Чёрный лёд, белые лилии
Шрифт:
– Я торможу всех, - одними губами говорит Соловьёва. Антон вздрагивает, приподнимает её повыше, чтобы было легче дышать, и обнимает крепче. Говорит:
– Молчи.
– Из-за меня вы все погибнете, - снова шепчет она. Совсем тихо.
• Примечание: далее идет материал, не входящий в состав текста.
Issue #1872, opened 2021-01-22
'update' action seems to be not consistent


Borda:
We have defined `update` action and it seems to work with some PRs but not for all, could it be like to presence of config in the target branch?
So we have updated our `master` branch with the actual mergify config which I was debugging in mergify UI

this PR is going to `master` and action was executed: https://github.com/PyTorchLightning/pytorch-lightning/pull/5607
![Screenshot 2021-01-22 at 11 24 20](https://user-images.githubusercontent.com/6035284/105479427-b9692600-5ca4-11eb-8194-9fece48cfe40.png)

this PR is going to `release/1.2-dev` and action was NOT executed: https://github.com/PyTorchLightning/pytorch-lightning/pull/5596
![Screenshot 2021-01-22 at 11 24 42](https://user-images.githubusercontent.com/6035284/105479541-ddc50280-5ca4-11eb-8422-7dae56dd8ceb.png)

When I check the conditions in UI in both cases it shall be triggered...

sileht:
On PyTorchLightning/pytorch-lightning#5596 rules said to update the PR only if the PR conflict.

You have fixed the configuration here:
https://github.com/PyTorchLightning/pytorch-lightning/commit/015cb2f33eafdf3353e934f2e1872f507f4bdd96e

But Mergify didn't re-run automatically since nothing change on this PR.

You can use `@Mergifyio refresh` to re-trigger Mergify with the updated configuration.

Borda:
OK, you say that mergify is event-driven, so why in UI is a clock which stated when the next update comes?
like this message in the UI: `Nothing planned to be merged. Next refresh at 1:51 PM`
So is there another way to propagate updates on mergify config? It can be quite painful after each cofing update if you need to check all open PRs and manually ping the bot... imaging large repos with hundreds of PRs

jd:
You're looking at `Queues` in the dashboard, which as its names states, shows merge queues. 😉 

Re-evaluating all open PR in a large repo would exhaust GitHub API rate limit anyway, so there's little chance we could do that 😢

PR #1877, opened 2021-01-23
docs: add example with update

Borda:
Adding example for update example it was not trivial to get it done, see my question #1872

### DIFF
--- a/docs/source/examples.rst
+++ b/docs/source/examples.rst
@@ -410,7 +410,7 @@ little message.
                   We're delighted to have you onboard <3
 
 🤜 Request for Action
-~~~~~~~~~~~~~~~~~~~~~~~~~~~~~~
+~~~~~~~~~~~~~~~~~~~~~
 
 If any event that requires the author of the pull request to edit its pull
 request happen, you could write a rule that says something about it.
@@ -527,6 +527,26 @@ request.
               Conditions:
 
               {{ check_conditions }}
+
+
+🐍 Updating PR for linear history
+~~~~~~~~~~~~~~~~~~~~~~~~~~~~~~~~~
+
+As GitHub supports linear history in pull request settings, it is very handy to use a rule
+to keep your pull requests up-to-date. As you do not want to trigger your CI too often by always
+re-running it on every pull request — especially when there is still work in progress — you can
+limit this action to labeled pull requests.
+
+.. code-block:: yaml
+
+    pull_request_rules:
+      - name: automatic update for PR marked as “Ready-to-Go“
+        conditions:
+          - -conflict # skip PRs with conflicts
+          - -draft # filter-out GH draft PRs
+          - label="Ready-to-Go"
+        actions:
+          update: {}
 
 
 .. include:: examples/bots.rst
--- a/docs/source/getting-started.rst
+++ b/docs/source/getting-started.rst
@@ -118,6 +118,11 @@ Here's the relevant configuration file content:
   ``merge`` action with a ``method`` parameter containing the merge method to
   use.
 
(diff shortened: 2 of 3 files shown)


Borda:
@sileht @jd mind have look? ^^

docs/source/examples.rst
```diff
@@ -529,5 +529,28 @@ request.
...
+          - -draft # filter-out GH draft PRs
+          - label="Ready-to-Go"
+        actions:
+          update: {}
+
+.. note::
+
+    Mergify is event driven bot so even you add this cool rule, it wound be executed till each PR is updated
+     or the bot is pinged in a comment as `@Mergifyio refresh`.
+
```
jd, line 554: We should write that somewhere else in a more "general" place.
```suggestion

```

docs/source/examples.rst
```diff
@@ -529,5 +529,28 @@ request.
               {{ check_conditions }}
 
 
+🐍 Updating PR for linear history
+~~~~~~~~~~~~~~~~~~~~~~~~~~~~~~~~~
+
+As GitHub recently introduced linear history in PR setting it become very handy to use an automatic tool
+ to keep your PRs up-to-date. On the other hand you do not want to overkill your CI with building all PRs
+ always especially when there is still work in progress, so you can limit this action just to ready labeled PRs.
```
jd, line 537:
```suggestion
As GitHub supports linear history in pull request settings, it is very handy to use a rule
to keep your pull requests up-to-date. As you do not want to trigger your CI too often by always re-running it on every pull request — especially when there is still work in progress — you can limit this action to labeled pull requests.
```

jd (changes requested):
Thanks a lot!
Suggested some rewording, LGTM otherwise.
If you can just amend your commit that'd be good.

docs/source/examples.rst
Borda: so at the beginning or where bc till I knew it caused me lost of troubles to understands what is happening

Borda:
@jd added your suggestion and moved the general note to the starter page

docs/source/examples.rst
jd: I'll probably add this to https://docs.mergify.io/getting-started.html

docs/source/getting-started.rst
```diff
@@ -118,6 +118,11 @@ Here's the relevant configuration file content:
   ``merge`` action with a ``method`` parameter containing the merge method to
   use.
 
+.. note::
+
+    Mergify is event driven bot so even you add this cool rule, it wound be executed till each PR is updated
+     or the bot is pinged in a comment as `@Mergifyio refresh`.
```
jd, line 124:
```suggestion
    Mergify is event-driven: rules are only executed when pull requests are updated
    or when the bot is manually triggered in a comment with `@Mergifyio refresh` (see :ref:`Commands`).
```

jd (changes requested):
sounds great, reworded

jd:
You'll need to squash your commit in a single one :)

Borda:
> You'll need to squash your commit in a single one :)

ok, I ll do if but why you do not make squash merge here in GH UI? :P

jd:
Haha, we usually use rebase method around here 😄 
You need to update your commit message to match the PR title (which is correct for semantic).

What we need is a `@mergifyio squash` command!

Borda:
> What we need is a `@mergifyio squash` command!

that would be great as I think that usage is better and also easier than pushing/explaining to contributors how to make squash in cmd 🐰

jd (approved):

PR #1906, opened 2021-01-25
chore: add type to Context._cache

sileht:


mergify_engine/check_api.py
```diff
@@ -61,7 +61,7 @@ async def get_checks_for_ref(
         kwargs = {}
     else:
         kwargs = {"check_name": check_name}
-    checks = [
+    checks: typing.List[github_types.GitHubCheckRun] = [
```
jd, line 64: can we rather cast the `client.items` call?

mergify_engine/context.py
```diff
@@ -594,25 +595,29 @@ async def pull_engine_check_runs(self) -> typing.List[github_types.GitHubCheckRu
...
         ]
 
+    @property
+    async def pull_statuses(self) -> typing.List[github_types.GitHubStatus]:
+        if "pull_statuses" in self._cache:
+            return self._cache["pull_statuses"]
+
+        statuses: typing.List[github_types.GitHubStatus] = [
+            s
+            async for s in self.client.items(
```
jd, line 605: can we cast this?

mergify_engine/context.py
```diff
@@ -769,11 +771,9 @@ def __str__(self) -> str:
...
         if "reviews" in self._cache:
-            return typing.cast(
-                typing.List[github_types.GitHubReview], self._cache["reviews"]
-            )
+            return self._cache["reviews"]
 
-        reviews = [
+        reviews: typing.List[github_types.GitHubReview] = [
             review
             async for review in self.client.items(
```
jd, line 778: can we cast this?

mergify_engine/context.py
```diff
@@ -785,26 +785,21 @@ async def reviews(self) -> typing.List[github_types.GitHubReview]:
     @property
     async def commits(self) -> typing.List[github_types.GitHubBranchCommit]:
         if "commits" in self._cache:
-            return typing.cast(
-                typing.List[github_types.GitHubBranchCommit], self._cache["commits"]
+            return self._cache["commits"]
+        commits: typing.List[github_types.GitHubBranchCommit] = [
+            commit
+            async for commit in self.client.items(
```
jd, line 791: can we cast this?

mergify_engine/context.py
```diff
@@ -785,26 +785,21 @@ async def reviews(self) -> typing.List[github_types.GitHubReview]:
...
 
     @property
-    async def files(self):
+    async def files(self) -> typing.List[github_types.GitHubFile]:
         if "files" in self._cache:
             return self._cache["files"]
-        files = [
+        files: typing.List[github_types.GitHubFile] = [
             file
             async for file in self.client.items(
```
jd, line 804: can we cast this?

jd (changes requested):
I'd rather cast the `items` call so the right variable type is infered from it if that's possible.

jd (approved):

PR #1908, opened 2021-01-25
feat(queue): copy check-runs/statuses from embarked pr

sileht:
Fixes MRGFY-257


mergify_engine/merge_train.py
```diff
@@ -32,6 +32,24 @@
 from mergify_engine.clients import http
 
 
+CHECK_ASSERTS = {
+    # green check mark
+    "success": "https://raw.githubusercontent.com/Mergifyio/mergify-engine/check-runs-assets/check-green-16.png",
```
jd, line 37: Would have used a `assets` top-level directory in case we use more in the future.

jd (approved):

PR #1916, opened 2021-01-26
docs: update and simplify setup process

jd:
We don't rely on the GitHub Marketplace all the time anymore.


sileht (approved):
Stripe power!

PR #1926, opened 2021-01-26
feat(queue): add a comment when we close the merge-queue pull request

sileht:


mergify_engine/merge_train.py
```diff
@@ -273,13 +277,25 @@ async def update_summaries(
...
 
+        if status in [check_api.Conclusion.SUCCESS, check_api.Conclusion.FAILURE]:
+            await tmp_pull_ctxt.client.post(
+                f"{tmp_pull_ctxt.base_url}/issues/{self.queue_pull_request_number}/comments",
+                json={"body": tmp_pull_title},
+            )
+            await tmp_pull_ctxt.client.patch(
+                f"{tmp_pull_ctxt.base_url}/pulls/{self.queue_pull_request_number}",
+                json={"state": "closed"},
+            )
```
jd, line 297: I'm a bit confused, I thought we already closed it anyway? Where is/was that code?

sileht: Not yet. Actually, we don't close it, it's GitHub that closes it because we delete the branch. I just make it explicit.

jd: Oh ok!

jd (approved):

PR #1938, opened 2021-01-27
chore: bump GH client threshold

jd:
Since the client is per-context and per-PR anymore, it makes sense to bump it.


sileht (approved):
I have an idea to make it proportional to the number of PR proceed.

Антон опускает голову и смотрит в её бледное-бледное лицо с лихорадочным, нездоровым румянцем на щеках. А глаза у неё - совсем спокойные… Только печальные почему-то слегка.
И в них отражается небо.
– Я тебя не брошу, - говорит он.
– И ты не смей.
–
Уговорить шофёра,
– Чёрт бы вас побрал, и зачем взял… - ворчит он всю дорогу, но Антон не слушает: он смотрит на заваливающуюся на него Соловьёву, смотрит на её синюшные губы, полуприкрытые глаза и тяжело, с хрипом вздымающуюся грудь.
Почему-то он ни на секунду не думает, что она может умереть.
Она не может.
Свой лимит умираний она исчерпала давным-давно.
– Ты не можешь меня бросить, - говорит он ей дрогнувшим голосом, когда Таню совсем ведёт и она, надсадно закашлявшись, буквально падает ему на плечо.
– Не могу дышать… - сипит она, совсем клонясь вниз.
– Не могу, Антон, больно…
– И чё ты, леший тебя за ноги, застыл?
– вдруг ругается шофёр, на секунду даже отпустив руль.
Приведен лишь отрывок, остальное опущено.